Biocenter Oulu, University of Oulu, Finland; Mika Kaakinen and Sami Huttunen contributed equally to this work.
J Microsc. 2014 Jan;253(1):65-78. doi: 10.1111/jmi.12098. Epub 2013 Nov 26.
Phase-contrast illumination is simple and most commonly used microscopic method to observe nonstained living cells. Automatic cell segmentation and motion analysis provide tools to analyze single cell motility in large cell populations. However, the challenge is to find a sophisticated method that is sufficiently accurate to generate reliable results, robust to function under the wide range of illumination conditions encountered in phase-contrast microscopy, and also computationally light for efficient analysis of large number of cells and image frames. To develop better automatic tools for analysis of low magnification phase-contrast images in time-lapse cell migration movies, we investigated the performance of cell segmentation method that is based on the intrinsic properties of maximally stable extremal regions (MSER). MSER was found to be reliable and effective in a wide range of experimental conditions.

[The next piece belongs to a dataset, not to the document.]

Issue #5867, opened 2026-08-06
[RFC]: Add Server-Side VAD to Realtime Sessions for Turn-Based Omni Models


LHXuuu:
## 1. Motivation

When compared to the commonly used segmentation approaches, MSER required negligible preoptimization steps thus dramatically reducing the computation time. To analyze cell migration characteristics in time-lapse movies, the MSER-based automatic cell detection was accompanied by a Kalman filter multiobject tracker that efficiently tracked individual cells even in confluent cell populations. This allowed quantitative cell motion analysis resulting in accurate measurements of the migration magnitude and direction of individual cells, as well as characteristics of collective migration of cell groups. Our results demonstrate that MSER accompanied by temporal data association is a powerful tool for accurate and reliable analysis of the dynamic behaviour of cells in phase-contrast image sequences. These techniques tolerate varying and nonoptimal imaging conditions and due to their relatively light computational requirements they should help to resolve problems in computationally demanding and often time-consuming large-scale dynamical analysis of cultured cells.

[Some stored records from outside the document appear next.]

PR #6374, opened 2026-08-19
[Diffusion] Chunked DLO weight transport with H2D/AllGather overlap (stage 1)

leonail1:
# Chunked DLO Weight Transport (PR #6374): Scope, Problem, Changes, Roadmap

@asukaqaq-s 

## 1. Where It Applies

**Models.** vLLM-Omni diffusion models requiring distributed layerwise offload (DLO), validated on Cosmos3-Super and MiniMax-H3.

**Hardware.**

- Consumer-grade GPUs with limited VRAM.
- Validated on Ascend 910B1 (CANN 9.0.0, HCCL).

**Scenario.** DLO lets diffusion models whose weights exceed device memory stream DiT blocks from host memory.

## 2. Why This PR: the Problem

The current DLO implementation has several issues:

1. On systems with inter-GPU interconnects supported by NCCL/HCCL, the next layer’s H2D transfer and AllGather block each other, preventing effective concurrent utilization of both PCIe and interconnect bandwidth.
2. Contention between the current layer’s computation/communication and the next layer’s data transfer.

To address these issues, we developed a chunk-granularity data transfer pipeline:

1. `chunk` divides each block into fixed-size chunks, overlaps H2D transfers with AllGather at the chunk level, and further hides data transfer overhead behind computation.
2. Future fine-grained scheduling can control when each chunk is issued on the communication stream to reduce contention with computation and SP communication.

## 3. What This PR Changes (by Layer)

**Offload backend** (`distributed_layerwise_backend.py`). Per-chunk pipeline: H2D and AllGather overlap for each chunk, while two device slots alternate between transfer and compute.

**Transport backend** (`weight_transport_backend.py`). Implements the chunked H2D + AllGather transport contract used by the two alternating transfer/compute slots.

## 4. What Is Next

- **Fine-grained scheduling**: Controls which chunk runs at each moment to prevent contention between data transfer and computation.
- **Fine-grained data transfer**: An Attention/MoE slot pipeline fetches the next slot while the current slot is computing, reducing exposed transfer overhead and device-buffer usage. A persistent CUDA Graph path for NCCL remains future work.

Attention/MoE slot pipeline

## 5. Experimental Results

Environment: Ascend 910B1, CANN 9.0.0/HCCL, BF16, one request at a time, and 64 MiB chunks. Each arm includes 2 warmup requests and 5 measured requests. Values are mean HTTP end-to-end latency ± sample standard deviation.

| Model | Configuration | Baseline (s) | Chunk (s) | Latency reduction | Output check |
|---|---|---:|---:|---:|---|
| Qwen-Image | 512×512, SP2, 4 steps | 15.867 ± 0.079 | 10.665 ± 0.188 | 32.79% | Matching SHA256 |
| FLUX.2-dev | 512×512, SP2, 4 steps | 15.358 ± 0.126 | 8.186 ± 0.192 | 46.70% | Matching SHA256 |
| MiniMax-H3 Ref2VA | 1344×768, SP4, 8 steps | 94.059 ± 0.258 | 92.881 ± 3.742 | 1.25% | Matching SHA256 for MP4 and decoded audio/video |
| Wan2.2-I2V-A14B | 832×480, SP4, 4 steps | 7.737 ± 0.171 | 7.178 ± 0.080 | 7.23% | Matching SHA256 |

Additional profiling attribution: Baseline → Chunk. Exposed transfer and Compute are rank 0 means across accepted profiles (absolute latency perturbation <5%). End-to-end reduction is the difference between the means of 4 adjacent unprofiled requests per arm. Exposed transfer is the duration of the H2D ∪ weight AllGather intervals that do not overlap computation.

| Model | Exposed transfer (s) | Compute (s) | End-to-end reduction (s) |
|---|---:|---:|---:|
| Qwen-Image | 15.047 → 8.847 | 1.103 → 1.270 | 6.081 |
| FLUX.2-dev | 11.014 → 6.133 | 1.518 → 1.975 | 4.345 |
| Wan2.2-I2V-A14B | 1.152 → 1.167 | 4.682 → 4.048 | 0.768 |
| MiniMax-H3 | 9.171 → 4.579 | 75.228 → 75.935 | 2.959 |


hsliuustc0106:
please submit an issue to the weekly meeting

vllm_omni/diffusion/offloader/distributed_layerwise_backend.py
```diff
@@ -1103,57 +1341,599 @@ def _load_weights_via_mmap(
...
                 "torch.distributed is not initialized. "
-                "Distributed layerwise offload with dp_size > 1 requires "
+                "Distributed layerwise offload with weight_shard_size > 1 requires "
                 "an initialized process group."
             )
 
-        from vllm_omni.diffusion.distributed.parallel_state import (
-            get_data_parallel_world_size,
-            get_dp_group,
+        if not self.config.use_hsdp:
```
hsliuustc0106, line 1657: This drops the existing DP/SP AllGather resolver. For non-HSDP DLO, `OffloadConfig` still derives `weight_shard_size` from DP (or SP when DP=1), so every established configuration with a shard size greater than one now reaches this branch and fails during `enable()`. Please keep the new FS-group path for HSDP, but retain the previous DP/SP group selection for non-HSDP, with a test that reaches `backend.enable()`.

vllm_omni/diffusion/offloader/distributed_layerwise_backend.py
```diff
@@ -1551,46 +2278,65 @@ def enable(self, pipeline: nn.Module) -> None:
...
+
+        # 1. Ownership + stable block ids (small consecutive ints so the trace
+        #    analyzer sees contiguous block ranges).
+        ownership = self._resolve_chunk_ownership(pipeline)
+
+        # 2. Plan every final layout and enforce the pin cap before allocation.
+        self._plan_chunk_manifests(ownership)
+
+        # 3. Pack Host shards; this replaces the original parameter storage.
+        self._prepare_host_storage(ownership)
```
hsliuustc0106: This also runs for `weight_shard_size == 1`, including no-AllGather and effective single-rank mmap. It copies every mapped block into private per-process host shards and then closes the mappings at lines 2383–2388, removing the shared-page plus bounded-staging path required by #6195; the two former mmap-retention tests are now skipped. Host memory therefore scales with replica count and can OOM. Keep rank-local mmap on the existing path and scope chunk packing to the sharded AllGather path.

hsliuustc0106:
The reported 1.9× E2E table is not a base-vs-head comparison: its baseline forces this PR into the pageable whole-block fallback with a tiny pin budget, while current main's AllGather path uses pinned host shards. Please provide a same-hardware base/head A/B with identical inputs, warmup, measured repetitions/variability, memory metrics, and an output-quality guard.

Please also update the DLO design and user docs before re-review. They currently say HSDP + DLO AllGather is rejected and no-AllGather retains shared mmap pages, both of which this PR changes. Given the architectural scope, the weekly design issue/RFC should define these contracts first.

vllm_omni/diffusion/offloader/distributed_layerwise_backend.py
```diff
@@ -1103,57 +1341,599 @@ def _load_weights_via_mmap(
...
+        ):
+            local = tensor.to_local() if hasattr(tensor, "to_local") else tensor
+            transform = self._mmap_transforms_by_tensor_id.get(id(tensor))
+            if transform is None:
+                # Legacy attribute path kept for tests that install the
+                # transform directly on the tensor.
+                transform = getattr(tensor, "mmap_weight_transform", None)
+                if not getattr(tensor, "mmap_weight_transform_pending", False):
+                    transform = None
+            if callable(transform):
```
RuixiangMa, line 1782: he new _block_tensor_specs applies transforms without any validation， If a transform accidentally changes dtype or shape, the manifest will contain incorrect metadata, causing silent data corruption during transport

vllm_omni/diffusion/offloader/distributed_layerwise_backend.py
```diff
@@ -1746,8 +2431,18 @@ def disable(self) -> None:
         if not self.enabled and not hasattr(self, "_mmap_file_cache"):
             return
 
-        if self._using_rank_local_mmap:
-            current_omni_platform.synchronize()
+        # Join outstanding submits and retire every bootstrap/tail ticket
+        # before closing the transport state.
+        for group in self._all_hook_groups:
```
RuixiangMa, line 2904: If any hook's drain_request() raises (e.g., from future.result()), the remaining hooks won't be drained or closed, leaking pinned memory and threads. Consider wrapping each hook's drain/close in try/except, or using a single loop that drains and closes each hook before moving to the next.

vllm_omni/diffusion/offloader/distributed_layerwise_backend.py
```diff
@@ -1103,57 +1341,599 @@ def _load_weights_via_mmap(
...
+            manifest = self._planned_manifests[id(module)]
+
+            fallback_reason = self._forced_fallback_reason
+
+            failed = 0
+            detail = fallback_reason
+            cpu_shards: dict[torch.dtype, torch.Tensor] | None = None
+            if fallback_reason is None:
+                try:
+                    cpu_shards = pack_local_shard(chunk_specs, manifest)
```
RuixiangMa, line 1895: pack_local_shard → _default_pinned_allocator → torch.empty(..., pin_memory=True) can raise RuntimeError (pinned memory exhausted, CUDA driver unavailable) or OSError. These would propagate uncaught, leaving the backend in a partially initialized state where some blocks are packed and others aren't.

vllm_omni/diffusion/offloader/distributed_layerwise_backend.py
leonail1: Fixed in 206bb6fb: `_init_weight_shard_group` keeps the FS-group path for HSDP and restores the DP/SP resolver for non-HSDP (DP > 1 → DP group; DP = 1 with SP > 1 → SP group, with a size-consistency check). Three resolver regression tests added; suite 90 passed.

vllm_omni/diffusion/offloader/distributed_layerwise_backend.py
leonail1: Fixed in 45822b24. Chunked packing is now scoped to `weight_shard_size > 1`. For `weight_shard_size == 1` with a `checkpoint_mmap` plan, the backend retains the mmap views (handles released at `disable()`, not at `enable()`) and stages one block at a time through two bounded pinned staging slots — the shared-page + bounded-staging path from #6195 is restored; no private per-block shards are allocated, and resident layers retain their mmap sources. The two skipped tests are un-skipped and passing; suite: 93 passed.

vllm_omni/diffusion/offloader/distributed_layerwise_backend.py
leonail1: Fixed in b983216f: transforms are validated at application — numel changes and dtype-family changes raise (view-only/stride transforms stay legal); regression tests added.

vllm_omni/diffusion/offloader/distributed_layerwise_backend.py
leonail1: Fixed in b983216f: `_drain_transport` and `disable()` now drain/close every hook even when one fails, then re-raise the first error after cleanup; a test proves later hooks still drain.

vllm_omni/diffusion/offloader/distributed_layerwise_backend.py
leonail1: Fixed in b983216f: all pinned-allocator failures (not only MemoryError) go through the FS vote, and an agreed failure drops the partially packed host storage and closes mmap handles before raising.

leonail1:
A/B test completed. Configuration: DP=4, 4×910B1, 4 identical concurrent requests, 40 steps, 1 warmup round + 2 measured rounds. Mean round wall across the two measured rounds: 314.6 s → 244.6 s (-22.2%, 1.29×). Outputs confirmed identical. Peak device memory 7586–7720 → 7416 MB.

leonail1:
Docs updated in 4232f6ec: the design doc now covers the HSDP support contract (single-ownership split, FS-axis-only weight collectives), adds a chunked weight transport section, and scopes chunk packing to the sharded AllGather path; the user guide documents the three new flags and the HSDP change.

hsliuustc0106:
DCO is currently `action_required` on head `4232f6ec`. Please sign the offending commit(s) with `git commit -s` and update the branch; I’ll continue the architecture review after the gate is green.

leonail1:
DCO fixed: 45822b24 was missing the trailer; the branch has been re-signed (all commits now carry Signed-off-by) and force-pushed as 8002b542. Suite still green (96 passed).

hsliuustc0106:
check #6414

hsliuustc0106:
## Independent local MiniMax-H3 validation

Tested PR head 9867b97a9bd76c3556ea6f8d871d8220e69959f0 against the local base checkout 72ee535fcde303a4802b9b2e9663fad23d6f7cdb on the same host. The important result is that the full end-to-end H3 A/B did not reach readiness on either revision, so there is no valid H3 request-level speedup or output-quality result to report. I did obtain a transport-only mechanism result below.

### Environment and configuration

- 8 x NVIDIA L20X host; the H3 attempts used four otherwise-free GPUs.
- Python 3.12.13, vLLM 0.27.0, PyTorch 2.13.0+cu129, transformers 5.14.1, local HF cache under /data/models.
- Local MiniMaxAI/MiniMax-H3 Ref2VA snapshot; BF16; 1344x768; 8 denoising steps.
- DLO configuration: DP=2, USP=2, sharded AllGather path.
- The API runner was configured for one warmup wave and three measured waves, with the same inputs for base and head.

### End-to-end failure (base and head)

Repeated API attempts on both revisions exited while waiting for server readiness, before the first request was submitted. The relevant logs are consistent:

1. Diffusion workers report: Worker N: Shutdown signal received, starting cleanup.
2. The API process reports: Rank 0 scheduler is dead, followed by Exit code: 130.
3. Stage initialization reports that it is shutting down 0 initialized clients.
4. The orchestrator then fails with EOFError while receiving from the multiprocessing connection.

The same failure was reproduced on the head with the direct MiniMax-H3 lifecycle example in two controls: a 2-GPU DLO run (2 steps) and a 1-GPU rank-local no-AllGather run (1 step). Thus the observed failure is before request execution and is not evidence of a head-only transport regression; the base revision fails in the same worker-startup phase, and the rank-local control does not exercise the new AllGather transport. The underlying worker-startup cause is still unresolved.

相衬照明是观察未染色活细胞的最简单且最常用的显微镜方法。自动细胞分割和运动分析为分析大量细胞群体中单细胞的运动提供了工具。然而,挑战在于找到一种足够精确的复杂方法,以生成可靠的结果,能够在相衬显微镜遇到的广泛照明条件下稳健运行,并且对于大量细胞和图像帧的高效分析计算量也较轻。为了开发用于分析低倍相衬图像的更好的自动工具,我们研究了基于最大稳定极值区域(MSER)固有特性的细胞分割方法的性能。MSER 在广泛的实验条件下被证明是可靠和有效的。与常用的分割方法相比,MSER 几乎不需要进行预优化步骤,因此大大减少了计算时间。为了分析延时电影中的细胞迁移特征,基于 MSER 的自动细胞检测伴随着 Kalman 滤波器多目标跟踪器,即使在细胞汇合的情况下,该跟踪器也可以有效地跟踪单个细胞。这允许进行细胞运动特征的定量分析,从而可以准确测量单个细胞的迁移幅度和方向,以及细胞群体的集体迁移特征。我们的结果表明,MSER 伴随着时间数据关联是分析相衬图像序列中细胞动态行为的强大工具。这些技术可以容忍变化和非最佳的成像条件,并且由于其相对较轻的计算要求,它们应该有助于解决计算要求高且通常耗时的大规模培养细胞动力学分析中的问题。